Stop at the line containing "it used to be": every line of the listing from the first up to that one must be set down exactly.

___ Record excerpts ___

PR #561, opened 2017-07-31
Zoom! Enhance!

mprobst:
Allow @enhance and @enhanceable in TypeScript JSDoc tags.

Used by some internal tooling.


mprobst:
it used to be that you could ignore whitespace in diffs by appending ?w=1 to the URL...

PR #562, opened 2017-07-31
use a glob in tsconfig for file matching

evmar:
A recent rename meant that tsconfig wasn't covering some test files.
Use a glob to prevent this from happening again.


evmar:
Yeah :(

But this list keeps getting out of sync so meh.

___

**Result of the task**.
PR #561, opened 2017-07-31
Zoom! Enhance!

mprobst:
Allow @enhance and @enhanceable in TypeScript JSDoc tags.

Used by some internal tooling.


mprobst:
it used to be that you could ignore whitespace in diffs by appending ?w=1 to the URL...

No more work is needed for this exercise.